Soon one of us made a phone call to the local firehouse to see if maybe they had a wet vac (no go) and another to the plumber around the corner who advised us to shut the water off to the house from the outside to stop the flooding.  This worked as soon after the toilet was gurgling and the sewage water in the tub went down, but there was no doubt what had been in it.  This plumber only does commercial work, so he couldn't come out.

After contacting a plumber who said he could come out, we waited six hours, and he snaked the piping, saying that our sewage main was stopped up and couldn't hold the pressure of the water.  Then the carpet cleaner came and went, leaving us to throw away carpet padding on our own as this one didn't even carry plastic bags with him and to run at full speed 24/7 our one household fan to dry it as he doesn't provide fans. 

Then it flooded again.  This time the sewage main was snaked all the way out to the street.  While the first plumber wondered aloud if we threw anything in there such as nonflushable toweling, which we are sure we didn't, this one said that he just thought it was "a lot of slime."  As he was leaving he said, "Sorry about your floor but we have a company policy.  If we didn't make the mess we don't clean it up."  Of course he had been walking in the crap to snake our system and he walked that all over the living room carpet, the parts that were dry.

We are now, with our one household fan and the air- conditioning noisily running, unable to use our bedroom.  The carpet is propped up off the floor in with a couple of bottles of our cleaning fluid that the carpet cleaner appropriated.  We wonder when we will be in our own bed again and if we will be breathing contaminants.

We've spent days waiting for workers who did not show up at all or showed up hours late.  Our Labor Day weekend was ruined. Two of our days we had to walk to the corner restaurant to use a toilet.  We went without a shower for several days, finally resporting to washing our hair and sink bathing in the kitchen.

THE BATHROOM FLOOR REMAINED LITTERED WITH SEWAGE which we had thrown lots of newspaper down on to soak up the water in.  It smelled.  Our cabinetry is warped, our water and electric bills will be very high, and we're out a couple hundred bucks in bath towels, paper towels, the purchase of cleaning supplies we would not normally buy, and so on.

THE CARPET CLEANERS WERE AWARE IT WAS A SEWAGE PROBLEM but they did not wish to help us with the bathroom.  Our furniture is all around in a chaotic crazy-making scene, blocking a view to our television set as the carpet dries.  When we come home we open the door and do a sniff test.  To us it still smells a little outhouse.  Our dog will not even enter the bedroom or the bathroom.

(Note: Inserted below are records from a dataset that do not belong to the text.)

PR #212, opened 2018-11-08
Add parameterized Attributes

### LINKED ISSUE #189: Consider accessing variants of term attributes

stasm:
Fix #189. Add syntax to allow expressions of the form `-term.attr(arg: "value")`, e.g.:

    -ship.gender(style: "chicago")
    -echo.last-letter(count: 2)


stasm:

So we called ENVIRONMENTAL HEALTH.  They said they could not come out.  And so it went.

WHAT WE ARE PERPLEXED, ok PISSED OFF, about is the IT'S NOT MY JOB, MAN attitude we encountered.  NOT MY JOB.  Everyone made it clear the bathroom floor was NOT THEIR JOB.  No one offered to do it, not even for MORE MONEY!

Certainly ours cannot be the only home that had a sewage emergency in recent times.

So we bought rubber gloves, face masks, used more newspaper, let it soak up and dry, and removed it, then scrubbed with ammonia and scrubbed some more.  Sad to admit but it's been a week and we still have newspaper all around the immediate tub area.  It's just too much for us to do and try to keep up with our life.

Talking to a friend, she said, YOU NEEDED TO CALL THE SMELL-GOOD PLUMBER.  This is a local plumbing syndicate of many years duration that advertises on local radio programs.  They say that their plumbers themselves SMELL GOOD.  If one of their plumbers shows up with B.O. then you don't have to pay them!  Besides using good deodorant and washing their hands, what's implied is that their plumbers WILL NOT LEAVE A MESS FOR YOU TO CLEAN UP! 

Another realization we had was that this plumbing problem WAS PROBABLY ABOUT THE DROUGHT.  You see, we've been voluntarily cutting down on the number of showers we take to save water for California.  Instead of every day, we take showers every other day, and if we go swimming we shower at the pool.  We realized that by not having gallons of water going down our drain every day, the pipes are not getting the regular cleaning action of water running through them.